Immigration processes have so altered national demographic patterns that most nation states today have plural populations representing distinctive ethnic backgrounds. In 1900, the population of the United States, for example, included only 13 per cent categorized as ethnic minority members. By 1990 that figure was greater than 25 per cent. The percentage is projected to be one-third in 2010, and by mid-century to reach an astonishing 50 per cent. In California, the largest American state, non-Hispanic white Americans are already in a minority.
Ethnic background has been shown empirically to influence epidemiological rates of disease, patterns of access to health care, help-seeking, and patient-doctor interactions, often with negative outcomes such as delayed treatment, misdiagnosis, non-compliance, and treatment failure. Taking ethnicity into account in the provision of services means a variety of things, such as making translators available, putting up signs in several languages, holding clinics at times when working-class patients can attend, and paying attention to differences in cultural meanings and practices. The now popular idea of providing culturally informed and sensitive care is premised on anthropological concepts and methods. Several of these have been elaborated in the literature.
1. The distinctions between illness and disease: for medical anthropologists illness is the patient's experience of symptoms in the context of family, work, and community; disease is the practitioner's model of the pathological process. Help-seeking is usually orientated around the illness experience with respect to what is most at stake for the patient and significant others.

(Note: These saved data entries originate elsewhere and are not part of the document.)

Issue #127, opened 2023-07-19
[ENHANCEMENT] Add Southbound traffic support for ANP API


npinaeva:
**Is your enhancement request related to a problem? Please describe.**
This issue should track ingress policy use cases from external endpoints. nodes and hostNetwork pods. This is another piece to the similar egress-only discussion https://github.com/kubernetes-sigs/network-policy-api/issues/126

**Describe the solution you'd like**
Add (B)ANP fields to specify ingress peers that are different from cluster-network pods.

**Describe alternatives you've considered**
Keep using NetworkPolicy for admin needs :)

LiorLieberman:
Has this feature ever been implemented? or are there any current plans to implement that? saw nadia's pr from september.

PR #128, opened 2023-07-20
Create NPEP-127 for external ingress endpoints

npinaeva:
An attempt to collect use cases for external ingress endpoints.
Reviews and more examples are welcome.

Tracking issue https://github.com/kubernetes-sigs/network-policy-api/issues/127

### DIFF
--- a/npep/npep-127.md
+++ b/npep/npep-127.md
@@ -1,0 +1,90 @@
+# NPEP-127: Add southbound traffic support in (B)ANP API
+
+* Issue: [#127](https://github.com/kubernetes-sigs/network-policy-api/issues/127)
+* Status: Provisional
+
+## TLDR
+
+This NPEP proposes adding support for cluster ingress (southbound) traffic control in the `AdminNetworkPolicy` and `BaselineAdminNetworkPolicy` API objects.
+
+## Goals
+
+* Implement ingress traffic control from external destinations (outside the cluster)
+
+## Non-Goals
+
+(What is out of scope for this proposal.)
+
+## Introduction
+
+Currently, (B)ANP only allows to specify [peers](https://github.com/kubernetes-sigs/network-policy-api/blob/46be90096f23934f56342bc408b94a1aa79a159c/apis/v1alpha1/shared_types.go#L98-L103) 
+based on pod and namespace selector, that will only apply to non-hostNetwork cluster pods. This enhancement aims to
+add more types of incoming connections that may be specified. A similar effort exists for the [egress](https://github.com/kubernetes-sigs/network-policy-api/issues/126)
+direction.
+
+By default, cluster workloads are not accessible from outside the cluster, but there are many ways to expose these workloads
+(either with k8s APIs like [Ingress API](https://kubernetes.io/docs/concepts/services-networking/ingress/) or
+[Gateway API](https://gateway-api.sigs.k8s.io/), or with downstream implementations,
+like [Openshift's Route CR](https://docs.openshift.com/container-platform/4.13/rest_api/network_apis/route-route-openshift-io-v1.html)).
+Some of the APIs may provide functionality to filter incoming connections, but Network Policy API is different, because
+it is applied to the cluster workloads, and should provide the required level of security regardless of how/if a cluster workload
+is exposed to the outer world.
+
+### Use cases
+Most of the use cases refer to ANP priority, meaning the policy should be non-overridable by namespace owners, unless
+other clarification are mentioned in the use case itself.
+
+ - zero trust policy
+
+    As a cluster administrator when implementing a zero trust policy I want to make sure no ingress connection 
+    (unless explicitly allowed) will get to the cluster workloads. This should apply to all connecitons, including traffic from outside the cluster.
+
+ - block well-known ports
+
+    As a cluster administrator I decided that some well-known services like ftp, telnet, SNMP, etc. 
+    should not be allowed for cluster workloads. To implement this policy I want to explicitly deny all ingress connections
+    for TCP ports 21, 23, 161, etc.
+
+ - compromised node protection
+ 
+    My cluster has a set of nodes with very sensitive workloads, as a cluster administrator I want to make sure that if 
+    a worker node A is compromised, it will not be able to affect other worker nodes. To do so, I want to create a cluster-wide policy to
+    deny ingress connections from some of the cluster nodes. I may also need to explicitly allow access from the control plane nodes.
+    This security model assumes all pods from the same namespace are scheduled to the same node, and ingress connections
+    from pods located on the compromised node may be denied with existing namespace selectors.
+
+ - allow external endpoints
+
+    I have a cluster (management cluster) that creates other clusters on request (hosted clusters).
+    Management cluster assigns a subnet for hosted cluster workloads. As a cluster administrator I want to allow
+    incoming connections from the hosted clusters identifying them with assigned CIDRs
+
+
+- external services
+
+    I have an external service to collect telemetry and metrics from multiple clusters.
+    As a cluster administrator I want to make sure ingress connections from this service can't be denied by the namespace owners 
+    with NetworkPolicy.
+
+## API
+
+(... details, can point to PR with changes)
+
+## Conformance Details
+
+(This section describes the names to be used for the feature or
+features in conformance tests and profiles.
+
+These should be `CamelCase` names that specify the feature as
+precisely as possible, and are particularly important for
+Extended features, since they may be surfaced to users.)
+
+## Alternatives
+
+(List other design alternatives and why we did not go in that
+direction)
+
+## References
+
+(Add any additional document links. Again, we should try to avoid
+too much content not in version control to avoid broken links)


npep/npep-127.md
```diff
@@ -0,0 +1,88 @@
...
+
+Currently, (B)ANP only allows to specify [peers](https://github.com/kubernetes-sigs/network-policy-api/blob/46be90096f23934f56342bc408b94a1aa79a159c/apis/v1alpha1/shared_types.go#L98-L103) 
+based on pod and namespace selector, that will only apply to non-hostNetwork cluster pods. This enhancement aims to
+add more types of incoming connections that may be specified. A similar effort exists for the [egress](https://github.com/kubernetes-sigs/network-policy-api/issues/126)
+direction.
+
+By default, cluster workloads are not accessible from outside the cluster, but there are many ways to expose these workloads
+(either with k8s APIs like [Ingress API](https://kubernetes.io/docs/concepts/services-networking/ingress/) or
+[Gateway API](https://gateway-api.sigs.k8s.io/), or with downstream implementations,
+like [openshift Route](https://docs.openshift.com/container-platform/4.13/rest_api/network_apis/route-route-openshift-io-v1.html)).
```
astoycos, line 28:
```suggestion
like [Openshift's Route CR](https://docs.openshift.com/container-platform/4.13/rest_api/network_apis/route-route-openshift-io-v1.html)).
```

npep/npep-127.md
```diff
@@ -0,0 +1,88 @@
...
+is exposed to the outer world.
+
+### Use cases
+ - zero trust policy: As a cluster administrator I want to set up default deny all ingress policy as a BANP.
+
+    Example: when implementing a zero trust policy I want to make sure no ingress connection (unless explicitly allowed) will
+get to the cluster workloads. This should apply not only to the connections coming from the other cluster workloads, but to
+all incoming connections.
+
+ - block well-known ports: As a cluster administrator I want to block all ingress traffic on specific ports.
```
astoycos, line 40: Will/should this apply to well-known ports on Pods AND nodes?

npep/npep-127.md
```diff
@@ -0,0 +1,88 @@
...
+
+ - inter-cluster communication: As a cluster manager for multiple clusters I want to make sure ingress connections
+are only allowed from a pre-defined set of related clusters, which are identified by their network CIDR.
+
+    Example: I have a cluster (management cluster) that creates other clusters on request (hosted clusters).
+Management cluster assigns a subnet for hosted cluster workloads. I want to make sure that hosted cluster workloads
+have limited access to the management cluster workloads by selecting management cluster workloads I want to protect
+and a set of allowed subnets for the corresponding hosted clusters.
+
+- external services: As a cluster manager I want to make sure ingress connections from a pre-defined set of external endpoints
```
astoycos, line 61: This is broad "pre-defined set of external endpoints" what's defined as an external endpoint? can it be ANY IP?

Also this is the first time I see "can't be denied by the namespace owners" can you add a note somewhere that all the other user stories are explicitly non-overridable by namespace owners?

astoycos (commented):
I think we still have some thinking to do on this one.  It seems like we're going after a pretty broad set of use cases, some of which may not be as important.  

The default-deny user story resonates with me, however for the others (concerning pods as the "selected entities" not Nodes) I generally feel like having a pod exposed to the "outside world" is a rare case.  i.e even with all the mentioned ingress APIs there's usually a cluster -entity which routes/load balances or directs external traffic do destination pods, which we can already block traffic from today. 

Lastly we need to think carefully about having a NPEP which references multi-cluster scenarios...as I think the scope could quickly explode.

npep/npep-127.md
```diff
@@ -0,0 +1,88 @@
...
+
+## TLDR
+
+This NPEP proposes adding support for cluster ingress (southbound) traffic control in the `AdminNetworkPolicy` and `BaselineAdminNetworkPolicy` API objects.
+
+## Goals
+
+* Implement ingress traffic control from external destinations (outside the cluster)
+
+## Non-Goals
```
astoycos, line 14: Determining the non-goals here is going to be really important... I think we need to narrow this NPEP down

npinaeva: that would be nice, but I just don't have any ideas on what to put here for now. I hoped that something will be outlined in the discussion here, if you have any ideas for non-goals, please lmk :)

npep/npep-127.md
```diff
@@ -0,0 +1,88 @@
...
+(either with k8s APIs like [Ingress API](https://kubernetes.io/docs/concepts/services-networking/ingress/) or
+[Gateway API](https://gateway-api.sigs.k8s.io/), or with downstream implementations,
+like [openshift Route](https://docs.openshift.com/container-platform/4.13/rest_api/network_apis/route-route-openshift-io-v1.html)).
+Some of the APIs may provide functionality to filter incoming connections, but Network Policy API is different, because
+it is applied to the cluster workloads, and should provide the required level of security regardless of how/if a cluster workload
+is exposed to the outer world.
+
+### Use cases
+ - zero trust policy: As a cluster administrator I want to set up default deny all ingress policy as a BANP.
+
```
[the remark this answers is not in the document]
npinaeva: I am trying to distinguish ANP vs BANP policies with the word "default", because BANP is just the default overridable policy, and I am not sure is `guardrails` word makes this semantics any more obvious, wdyt?

npep/npep-127.md
```diff
@@ -0,0 +1,88 @@
...
+for TCP ports 21, 23, 161, etc.
+
+ - compromised node protection: As a cluster administrator I want to make sure a compromised node can't send traffic to the 
+cluster workloads scheduled on the other nodes.
+
+    Example: my cluster has a set of nodes with very sensitive workloads, I want to make sure that if a worker node A is
+compromised, it will not be able to affect other worker nodes. To do so, I want to create a cluster-wide policy to
+deny ingress connections from some of the cluster nodes. I may also need to explicitly allow access from the control plane nodes.
+
+ - inter-cluster communication: As a cluster manager for multiple clusters I want to make sure ingress connections
```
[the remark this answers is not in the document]
npinaeva: yeah right, I think inter-cluster part should go to the example

npep/npep-127.md
npinaeva: not sure what is the best place to clarify this, but I refer to external endpoints in this NPEP as anything outside the cluster. So I would say any IP, unless you see any problem with that?

npinaeva (commented):
thanks a lot for a review @astoycos !

npep/npep-127.md
```diff
@@ -0,0 +1,91 @@
...
+
+### Use cases
+Most of the use cases refer to ANP priority, meaning the policy should be non-overridable by namespace owners, unless
+other clarification are mentioned in the use case itself.
+
+ - zero trust policy: As a cluster administrator I want to set up default deny all ingress policy as a BANP.
+
+    Example: when implementing a zero trust policy I want to make sure no ingress connection (unless explicitly allowed) will
+get to the cluster workloads. This should apply not only to the connections coming from the other cluster workloads, but to
+all incoming connections.
```
danwinship, line 41: I'd just add this example to the end of the use case. ", including traffic from outside the cluster"

npep/npep-127.md
```diff
@@ -0,0 +1,91 @@
...
+
+ - block well-known ports: As a cluster administrator I want to block all ingress traffic on specific ports.
+
+   Example: when defining a cluster security policy, we decided that some well-known services like ftp, telnet, SNMP, etc.
+should not be allowed for cluster workloads. To implement this policy I want to explicitly deny all ingress connections
+for TCP ports 21, 23, 161, etc.
```
danwinship, line 47: again (and in all the following cases), just put the "example" into the user story. User stories should be specific and evocative, not vague and generic.

npep/npep-127.md
```diff
@@ -0,0 +1,91 @@
...
+
+ - compromised node protection: As a cluster administrator I want to make sure a compromised node can't send traffic to the 
+cluster workloads scheduled on the other nodes.
+
+    Example: my cluster has a set of nodes with very sensitive workloads, I want to make sure that if a worker node A is
+compromised, it will not be able to affect other worker nodes. To do so, I want to create a cluster-wide policy to
+deny ingress connections from some of the cluster nodes. I may also need to explicitly allow access from the control plane nodes.
```
danwinship, line 54: Hm... so are there pods on the compromised node? Can't the attacker forge connections from pod IPs rather than the node IP? Or is it assumed that that will be blocked as well?

npep/npep-127.md
```diff
@@ -0,0 +1,91 @@
...
+
+By default, cluster workloads are not accessible from outside the cluster, but there are many ways to expose these workloads
+(either with k8s APIs like [Ingress API](https://kubernetes.io/docs/concepts/services-networking/ingress/) or
+[Gateway API](https://gateway-api.sigs.k8s.io/), or with downstream implementations,
+like [Openshift's Route CR](https://docs.openshift.com/container-platform/4.13/rest_api/network_apis/route-route-openshift-io-v1.html)).
+Some of the APIs may provide functionality to filter incoming connections, but Network Policy API is different, because
+it is applied to the cluster workloads, and should provide the required level of security regardless of how/if a cluster workload
+is exposed to the outer world.
+
+### Use cases
```
danwinship, line 33: So all of these are pretty vague about what kind of cluster ingress they're talking about, but there are a lot of different kinds, and some are harder to deal with than others, so I think it's important that our user stories explain what sorts of ingress activity it is that the admin cares about. (Even if it turns out that we declare some of these ingress types to be Non-Goals, it's good to be able to see clearly what sort of user stories we decided we can't solve right now.)

eg:
- direct delivery to hostNetwork pod
- pod HostPort
- direct delivery to pod-network pod IP (for network plugins that support that)
- service NodePort (with Cluster or Local externalTrafficPolicy)
- service ExternalIP (with Cluster or Local externalTrafficPolicy)
- service LoadBalancer IP (with Cluster or Local externalTrafficPolicy)
- direct delivery to service ClusterIP (for network plugins that support that)
- Ingress/Gateway (which generally resolves to one of the above, but exactly which one is implementation-dependent).

npep/npep-127.md
npinaeva: this user story considers that all pods from the same namespace are on the same node, and that inter-namespace communication is also denied. I omitted it since we already have the means to implement this part with namespace selectors (and potentially tenancy is you label namespace with nodes), but maybe it makes sense to add these details

npep/npep-127.md
tssurya: direct delivery to hostNetwork pod
pod HostPort

^ these seem very rare on cloud env's as use cases, can't think of any BUT on BMs can be useful but then again mostly the bastion or jump host or whatever you put on the same subnet and put accessible routes to is an entity you are consciously choosing to allow.. why would we want to block that...
```
Even if it turns out that we declare some of these ingress types to be Non-Goals, it's good to be able to see clearly what sort of user stories we decided we can't solve right now.)
```
right ^ good idea so that when we get asked why the current cidr and node peers are only egress.. we can just look at the non-goals section of this NPEP.

danwinship: > I considered the way traffic reaches the pod to be not important in this context (meaning it should work in all situations)

I mean, ideally, yes, certainly. But in practice that is impossible, because the network policy implementation is normally completely separate from cloud LBs and Gateway mechanisms and has no power over them or even any insight into how they work. Cluster ingress, as currently defined, is a very leaky abstraction.

We talked about this a little at KubeCon Paris and Shane mentioned https://github.com/kubernetes-sigs/gateway-api/blob/main/geps/gep-735/index.md which is a (Declined) GEP about doing policy-ish stuff in Gateway Routes. It is likely that for some user stories, providing a non-ANP policy API inside Gateway API is likely to work better than trying to implement ANP policy against arbitrary Gateway mechanisms. There was talk about doing a "GEPNPEP"...

(This is somewhat related to the problem of pod-to-cloud-LB-to-whatever traffic discussed in #203, and one thing that could potentially help to solve both would be to come up with a "bigger" model of "Kubernetes Networking" that makes the cloud network and gateways more legible to the network policy implementation. In theory, this could be part of KNI, though it is not something currently being discussed.)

Care can founder when the patient's primary concerns with the illness experience conflicts with or is entirely different from the physician's focus on disease. Thus, many patients with chronic pain experience interrogation of the disease process by the sceptical physician as delegitimizing their illness experience. This leads to high rates of dissatisfaction with care among this group of patients. Many so-called 'orphan diseases'—chronic pain, chronic fatigue syndrome, etc.—produce this result. When patients and families are from ethnic minority backgrounds, differences in cultural meanings and practices intensify conflicts between patient and physician models.

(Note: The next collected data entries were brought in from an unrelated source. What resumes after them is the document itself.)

PR #132, opened 2023-08-04
[WIP] Add conformance testcases for AdminNetworkPolicy named port feature

Dyanngg:
Tests can be run with `go test -SupportedFeatures AdminNetworkPolicyNamedPorts`


conformance/tests/admin-network-policy-core-egress-tcp-rules.go
```diff
@@ -61,10 +62,10 @@ var AdminNetworkPolicyEgressTCP = suite.ConformanceTest{
 			// egressRule at index0 will take precedence over egressRule at index1; thus ALLOW takes precedence over DENY since rules are ordered
 			success := kubernetes.PokeServer(t, s.ClientSet, &s.KubeConfig, "network-policy-conformance-gryffindor", "harry-potter-0", "tcp",
 				serverPod.Status.PodIP, int32(80), s.TimeoutConfig.RequestTimeout, true)
-			assert.Equal(t, true, success)
+			assert.True(t, success)
```
tssurya, line 65: nice!
nit: split refactoring the assertion in a new commit for easier review and less distraction from main logic

conformance/tests/admin-network-policy-core-egress-tcp-rules.go
```diff
@@ -207,12 +208,65 @@ var AdminNetworkPolicyEgressTCP = suite.ConformanceTest{
...
 		})
 	},
 }
+
+var AdminNetworkPolicyEgressNamedPort = suite.ConformanceTest{
+	ShortName:   "AdminNetworkPolicyEgressNamedPort",
+	Description: "Tests support for egress traffic on a named port using admin network policy API based on a server and client model",
+	Features: []suite.SupportedFeature{
+		suite.SupportAdminNetworkPolicy,
```
tssurya, line 225: hmm shall we keep this for now under `suite.SupportAdminNetworkPolicyNamedPorts` alone? Putting it also as `suite.SupportAdminNetworkPolicy` makes it a core rather than an extended feature or should we make this a core feature?

conformance/tests/admin-network-policy-core-egress-tcp-rules.go
```diff
@@ -207,12 +208,65 @@ var AdminNetworkPolicyEgressTCP = suite.ConformanceTest{
...
 			// ensure egress from gryffindor is ALLOWED to slytherin for rest of the traffic; matches no rules hence allowed
 			success = kubernetes.PokeServer(t, s.ClientSet, &s.KubeConfig, "network-policy-conformance-gryffindor", "harry-potter-1", "tcp",
 				serverPod.Status.PodIP, int32(8080), s.TimeoutConfig.RequestTimeout, true)
-			assert.Equal(t, true, success)
+			assert.True(t, success)
 		})
 	},
 }
+
+var AdminNetworkPolicyEgressNamedPort = suite.ConformanceTest{
```
tssurya, line 221: should we put this test and the ingress one under `test/admin-network-policy-extended-named-ports.go` ? This file is large as is, just wondering if we should mix them up like currently or keep them separate in new file for readability?

conformance/tests/admin-network-policy-core-egress-tcp-rules.go
```diff
@@ -207,12 +208,65 @@ var AdminNetworkPolicyEgressTCP = suite.ConformanceTest{
...
+			err = s.Client.Get(ctx, client.ObjectKey{
+				Name: "egress-tcp",
+			}, anp)
+			require.NoErrorf(t, err, "unable to fetch the admin network policy")
+			namedPortRule := anp.DeepCopy().Spec.Egress[5]
+			webPort := "web"
+			// replace the tcp port 8080 rule as named port rule which translate to tcp port 80 instead
+			namedPortRule.Ports = &[]v1alpha1.AdminNetworkPolicyPort{
+				{
+					NamedPort: &webPort,
```
tssurya, line 252: I am ok with doing this but just wondering if adding a rule to the existing yaml with the namedPort is better? -> It could serve as an example of how a namedPort ANP should be created for the users? I won't hold the PR for that thinking out loud on what is better moving forward.

conformance/tests/admin-network-policy-core-ingress-udp-rules.go
```diff
@@ -207,12 +208,65 @@ var AdminNetworkPolicyIngressUDP = suite.ConformanceTest{
...
+			assert.True(t, success)
 		})
 	},
 }
+
+var AdminNetworkPolicyIngressNamedPort = suite.ConformanceTest{
+	ShortName:   "AdminNetworkPolicyIngressNamedPort",
+	Description: "Tests support for ingress traffic on a named port using admin network policy API based on a server and client model",
+	Features: []suite.SupportedFeature{
+		suite.SupportAdminNetworkPolicy,
```
tssurya, line 225: same here, we probably want to decide on whether namedPorts is core or extended feature?

tssurya (changes requested):
@Dyanngg : thanks for the PR my main question is should we make namedPorts core or extended feature? Currently it is placed in the list of extended features, in which case we should remove it from the core suite of tests. Your PR description tells me its extended, and not run by default. So what I would suggest is:

1. use a new file for your new egress/ingress test and call it admin-network-policy-extended-named-ports.go (break it out of the core-egress/core-ingress files)
2. and remove suite.AdminNetworkPolicy/suite.BaselineAdminNetworkPolicy from these tests since adding them means you are including these tests in the core family?

astoycos:
poke @Dyanngg

conformance/tests/admin-network-policy-core-egress-tcp-rules.go
Dyanngg: Will remember to do this for future PRs

conformance/tests/admin-network-policy-core-egress-tcp-rules.go
Dyanngg: Yes moved them to new files

conformance/tests/admin-network-policy-core-ingress-udp-rules.go
Dyanngg: If you look at https://github.com/kubernetes-sigs/gateway-api/blob/main/conformance/utils/suite/features.go and some test file like https://github.com/kubernetes-sigs/gateway-api/blob/main/conformance/tests/gateway-with-attached-routes.go, it seems to me that for extended testcases we do put the core feature and the specific extended feature together in the features list

conformance/tests/admin-network-policy-core-egress-tcp-rules.go
Dyanngg: While I agree with this, I think if we decided to go down that path we should actually have a separate yaml spec for each of the policy that we use and maybe avoid hot patching the policies in the tests altogether :) in terms of named port, I don't feel it is a feature that we need special documentation/example out of.

tssurya (approved):
/lgtm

2. Medical anthropology sponsors a method to reduce this explanatory gap and thereby to improve clinical relationships. Called the explanatory models' methodology, it involves three steps.
a. Elicitation of patient and family explanatory models of the illness experience and treatment, which can be accomplished by asking the following questions.
• What do you call your problem?
• What course will it take from here on?
• What do you most fear about the illness?
• What kind of treatment do you desire for this illness?
• What do you most fear about the treatment?
b. Presentation of the clinician's explanatory model of the disease process.
c. Negotiation of a mutually acceptable understanding of the clinical problem across patient, family, and physician models. (4)
Closely related to this technique is the development of a mini-ethnography. This is a brief description, based on interviewing the key parties about the impact of family and work context on the illness experience and vice versa. The mini-ethnography and the explanatory models' elicitation generally give rise to patient stories of the illness experience. These illness narratives can be assessed with respect to the chief meanings and practices associated with the condition and its treatment. The illness narrative can be interpreted with respect to core metaphors, culturally particular content, as well as biographical issues with which psychiatrists are more familiar. The influence of cultural categories, values and practices on the illness and treatment can be assessed from this standpoint. (5)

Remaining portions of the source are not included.